ASSIGNMENT ▸ Where does the word "html" appear in the data? Copy every line that holds it.

+++ TASK INPUTS

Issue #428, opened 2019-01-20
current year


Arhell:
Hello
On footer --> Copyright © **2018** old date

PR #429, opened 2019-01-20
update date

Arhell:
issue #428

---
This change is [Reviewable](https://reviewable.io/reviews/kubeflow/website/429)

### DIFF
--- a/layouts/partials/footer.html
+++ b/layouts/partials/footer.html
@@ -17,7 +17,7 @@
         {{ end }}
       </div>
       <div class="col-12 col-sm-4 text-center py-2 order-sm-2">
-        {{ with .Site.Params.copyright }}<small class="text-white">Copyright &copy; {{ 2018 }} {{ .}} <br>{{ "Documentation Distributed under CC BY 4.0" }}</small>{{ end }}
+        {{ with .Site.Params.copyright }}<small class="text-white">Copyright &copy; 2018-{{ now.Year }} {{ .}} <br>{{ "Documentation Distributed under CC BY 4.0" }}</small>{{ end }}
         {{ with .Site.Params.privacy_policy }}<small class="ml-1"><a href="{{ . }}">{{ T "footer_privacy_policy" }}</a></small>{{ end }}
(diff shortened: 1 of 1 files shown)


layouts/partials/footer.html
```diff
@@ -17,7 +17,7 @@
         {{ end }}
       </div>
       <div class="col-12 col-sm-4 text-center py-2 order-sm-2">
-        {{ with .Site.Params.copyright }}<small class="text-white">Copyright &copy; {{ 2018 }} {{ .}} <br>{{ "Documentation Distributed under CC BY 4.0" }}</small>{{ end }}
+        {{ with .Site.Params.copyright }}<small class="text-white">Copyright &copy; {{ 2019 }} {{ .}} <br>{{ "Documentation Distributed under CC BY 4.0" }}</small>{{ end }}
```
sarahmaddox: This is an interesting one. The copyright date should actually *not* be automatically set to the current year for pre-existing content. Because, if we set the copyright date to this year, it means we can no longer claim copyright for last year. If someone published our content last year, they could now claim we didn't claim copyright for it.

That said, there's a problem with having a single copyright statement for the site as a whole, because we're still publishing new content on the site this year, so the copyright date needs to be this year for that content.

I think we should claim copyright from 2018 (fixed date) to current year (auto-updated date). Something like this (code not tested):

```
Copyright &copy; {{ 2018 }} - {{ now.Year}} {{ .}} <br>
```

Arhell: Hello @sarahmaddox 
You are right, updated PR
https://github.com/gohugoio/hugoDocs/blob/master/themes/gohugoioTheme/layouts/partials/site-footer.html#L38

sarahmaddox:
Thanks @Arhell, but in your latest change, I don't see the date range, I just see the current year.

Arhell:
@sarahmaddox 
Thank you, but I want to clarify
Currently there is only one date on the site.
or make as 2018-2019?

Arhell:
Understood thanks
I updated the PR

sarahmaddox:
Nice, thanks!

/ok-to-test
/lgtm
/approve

++++++

EXERCISE OUTPUT ▸
--- a/layouts/partials/footer.html
+++ b/layouts/partials/footer.html
layouts/partials/footer.html
https://github.com/gohugoio/hugoDocs/blob/master/themes/gohugoioTheme/layouts/partials/site-footer.html#L38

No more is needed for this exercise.